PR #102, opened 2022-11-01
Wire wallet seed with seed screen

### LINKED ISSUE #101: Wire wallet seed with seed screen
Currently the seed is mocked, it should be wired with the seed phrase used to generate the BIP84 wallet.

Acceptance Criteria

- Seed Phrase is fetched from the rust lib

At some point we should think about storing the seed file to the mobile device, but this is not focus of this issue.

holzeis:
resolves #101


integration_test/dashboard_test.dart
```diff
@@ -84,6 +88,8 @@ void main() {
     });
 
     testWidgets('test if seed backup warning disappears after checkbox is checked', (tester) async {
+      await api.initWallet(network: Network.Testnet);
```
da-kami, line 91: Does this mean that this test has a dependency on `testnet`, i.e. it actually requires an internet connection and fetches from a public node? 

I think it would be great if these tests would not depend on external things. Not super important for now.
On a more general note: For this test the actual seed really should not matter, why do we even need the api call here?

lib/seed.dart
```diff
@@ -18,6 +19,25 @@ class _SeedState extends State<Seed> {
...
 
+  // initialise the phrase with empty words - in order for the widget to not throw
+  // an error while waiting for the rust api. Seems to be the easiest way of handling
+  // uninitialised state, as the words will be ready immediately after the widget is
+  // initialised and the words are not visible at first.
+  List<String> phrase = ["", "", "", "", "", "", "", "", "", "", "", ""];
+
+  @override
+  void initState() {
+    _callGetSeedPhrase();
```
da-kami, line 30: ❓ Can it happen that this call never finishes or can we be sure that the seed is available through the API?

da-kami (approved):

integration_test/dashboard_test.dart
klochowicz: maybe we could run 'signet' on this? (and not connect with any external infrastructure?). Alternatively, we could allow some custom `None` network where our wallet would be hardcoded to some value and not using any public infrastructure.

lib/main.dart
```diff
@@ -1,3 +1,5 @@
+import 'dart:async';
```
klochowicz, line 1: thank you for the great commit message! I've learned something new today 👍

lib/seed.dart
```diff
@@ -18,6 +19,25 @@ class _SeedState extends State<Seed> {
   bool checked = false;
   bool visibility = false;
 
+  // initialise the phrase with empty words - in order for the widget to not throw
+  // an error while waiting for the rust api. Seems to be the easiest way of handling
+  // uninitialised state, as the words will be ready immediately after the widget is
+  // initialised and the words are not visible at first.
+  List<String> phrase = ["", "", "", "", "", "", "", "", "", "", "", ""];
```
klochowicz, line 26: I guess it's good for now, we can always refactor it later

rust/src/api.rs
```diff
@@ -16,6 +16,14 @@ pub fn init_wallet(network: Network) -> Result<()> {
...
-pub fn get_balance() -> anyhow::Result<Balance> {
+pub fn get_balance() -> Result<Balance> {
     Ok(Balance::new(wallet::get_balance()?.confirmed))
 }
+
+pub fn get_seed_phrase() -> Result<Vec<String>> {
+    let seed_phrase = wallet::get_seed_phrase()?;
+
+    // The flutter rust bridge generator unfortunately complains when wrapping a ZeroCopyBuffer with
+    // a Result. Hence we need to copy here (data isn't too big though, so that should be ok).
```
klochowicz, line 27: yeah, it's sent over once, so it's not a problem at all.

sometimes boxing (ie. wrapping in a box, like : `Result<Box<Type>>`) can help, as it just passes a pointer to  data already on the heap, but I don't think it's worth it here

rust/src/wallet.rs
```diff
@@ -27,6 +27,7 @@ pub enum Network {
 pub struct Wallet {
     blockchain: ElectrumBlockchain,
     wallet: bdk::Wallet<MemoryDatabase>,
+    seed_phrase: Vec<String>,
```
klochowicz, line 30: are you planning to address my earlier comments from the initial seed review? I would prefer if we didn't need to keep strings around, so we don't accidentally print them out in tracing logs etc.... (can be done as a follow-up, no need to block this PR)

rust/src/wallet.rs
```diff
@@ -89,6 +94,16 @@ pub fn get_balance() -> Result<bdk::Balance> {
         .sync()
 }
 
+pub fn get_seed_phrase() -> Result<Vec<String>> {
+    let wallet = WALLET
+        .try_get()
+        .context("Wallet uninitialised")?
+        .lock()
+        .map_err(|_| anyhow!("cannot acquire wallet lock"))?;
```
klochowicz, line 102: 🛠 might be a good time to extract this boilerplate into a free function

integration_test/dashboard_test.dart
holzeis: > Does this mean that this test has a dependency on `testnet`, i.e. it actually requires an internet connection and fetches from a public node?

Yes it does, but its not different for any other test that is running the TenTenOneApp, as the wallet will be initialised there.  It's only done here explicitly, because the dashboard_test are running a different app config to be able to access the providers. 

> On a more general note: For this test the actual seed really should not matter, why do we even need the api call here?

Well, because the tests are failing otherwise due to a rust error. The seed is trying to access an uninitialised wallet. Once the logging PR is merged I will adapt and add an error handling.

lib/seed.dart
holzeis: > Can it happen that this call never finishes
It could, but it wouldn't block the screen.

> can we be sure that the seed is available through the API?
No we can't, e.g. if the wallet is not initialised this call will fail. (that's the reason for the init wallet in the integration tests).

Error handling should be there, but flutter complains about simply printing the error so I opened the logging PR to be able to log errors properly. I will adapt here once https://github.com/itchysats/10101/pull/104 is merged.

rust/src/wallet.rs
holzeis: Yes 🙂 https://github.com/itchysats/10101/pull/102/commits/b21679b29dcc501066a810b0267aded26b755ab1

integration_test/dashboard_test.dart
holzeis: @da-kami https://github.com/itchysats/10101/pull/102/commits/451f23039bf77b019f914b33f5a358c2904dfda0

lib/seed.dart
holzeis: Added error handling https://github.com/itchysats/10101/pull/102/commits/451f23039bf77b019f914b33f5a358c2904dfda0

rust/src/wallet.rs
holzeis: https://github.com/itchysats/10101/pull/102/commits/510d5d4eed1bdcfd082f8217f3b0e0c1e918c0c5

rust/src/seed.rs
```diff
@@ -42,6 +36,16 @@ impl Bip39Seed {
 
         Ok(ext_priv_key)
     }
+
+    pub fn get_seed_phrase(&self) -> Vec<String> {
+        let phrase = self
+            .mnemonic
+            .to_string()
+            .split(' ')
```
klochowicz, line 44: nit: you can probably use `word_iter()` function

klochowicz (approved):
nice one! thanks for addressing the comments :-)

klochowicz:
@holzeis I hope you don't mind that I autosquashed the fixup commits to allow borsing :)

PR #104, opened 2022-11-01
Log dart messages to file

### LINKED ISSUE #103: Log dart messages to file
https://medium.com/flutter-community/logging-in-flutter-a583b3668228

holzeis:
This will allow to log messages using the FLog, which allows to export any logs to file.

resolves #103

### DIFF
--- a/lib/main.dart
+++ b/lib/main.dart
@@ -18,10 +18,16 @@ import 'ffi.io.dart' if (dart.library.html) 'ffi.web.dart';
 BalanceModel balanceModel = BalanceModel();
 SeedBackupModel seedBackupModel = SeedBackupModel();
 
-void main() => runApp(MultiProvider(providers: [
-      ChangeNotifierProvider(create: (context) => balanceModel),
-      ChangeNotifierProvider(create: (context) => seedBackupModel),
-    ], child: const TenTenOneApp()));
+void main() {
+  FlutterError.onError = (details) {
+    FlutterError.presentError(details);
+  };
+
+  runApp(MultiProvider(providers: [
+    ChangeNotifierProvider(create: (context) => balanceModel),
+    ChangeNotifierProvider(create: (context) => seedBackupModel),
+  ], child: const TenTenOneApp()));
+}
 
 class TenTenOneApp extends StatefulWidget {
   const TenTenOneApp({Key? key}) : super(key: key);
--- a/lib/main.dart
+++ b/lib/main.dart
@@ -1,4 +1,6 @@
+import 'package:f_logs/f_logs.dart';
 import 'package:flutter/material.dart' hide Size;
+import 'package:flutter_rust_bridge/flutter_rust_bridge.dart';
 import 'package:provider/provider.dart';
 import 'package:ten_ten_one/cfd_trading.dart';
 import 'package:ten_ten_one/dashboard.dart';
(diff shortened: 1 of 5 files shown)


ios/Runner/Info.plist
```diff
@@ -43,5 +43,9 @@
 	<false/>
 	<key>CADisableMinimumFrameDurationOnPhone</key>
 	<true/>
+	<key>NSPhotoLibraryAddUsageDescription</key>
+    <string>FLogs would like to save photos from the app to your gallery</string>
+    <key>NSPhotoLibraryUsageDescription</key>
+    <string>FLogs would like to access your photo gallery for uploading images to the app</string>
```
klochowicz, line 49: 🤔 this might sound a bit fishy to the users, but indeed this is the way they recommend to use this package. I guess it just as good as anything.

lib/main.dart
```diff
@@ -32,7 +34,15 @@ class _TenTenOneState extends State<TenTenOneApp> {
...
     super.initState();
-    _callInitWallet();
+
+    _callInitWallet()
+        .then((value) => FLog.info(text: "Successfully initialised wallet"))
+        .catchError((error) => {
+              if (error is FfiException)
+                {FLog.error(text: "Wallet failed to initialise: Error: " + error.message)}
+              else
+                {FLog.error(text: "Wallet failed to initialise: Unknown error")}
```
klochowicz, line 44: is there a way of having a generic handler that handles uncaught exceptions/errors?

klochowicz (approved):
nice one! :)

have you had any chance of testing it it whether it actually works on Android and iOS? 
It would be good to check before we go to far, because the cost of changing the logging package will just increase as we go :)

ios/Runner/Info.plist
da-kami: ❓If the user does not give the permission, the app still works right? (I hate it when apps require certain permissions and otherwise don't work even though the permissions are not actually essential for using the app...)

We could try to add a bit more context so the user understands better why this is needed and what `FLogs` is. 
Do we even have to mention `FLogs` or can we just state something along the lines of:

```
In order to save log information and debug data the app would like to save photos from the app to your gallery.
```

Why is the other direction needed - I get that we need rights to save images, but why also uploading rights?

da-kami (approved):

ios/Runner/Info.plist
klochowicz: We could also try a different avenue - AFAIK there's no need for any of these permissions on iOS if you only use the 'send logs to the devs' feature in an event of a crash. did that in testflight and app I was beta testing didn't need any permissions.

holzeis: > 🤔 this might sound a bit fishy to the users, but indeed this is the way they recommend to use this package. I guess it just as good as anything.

•••••

• [Assignment]: Filter the listing down to the lines holding the word "never", and return those.

• [Result for this exercise]:
da-kami, line 30: ❓ Can it happen that this call never finishes or can we be sure that the seed is available through the API?
holzeis: > Can it happen that this call never finishes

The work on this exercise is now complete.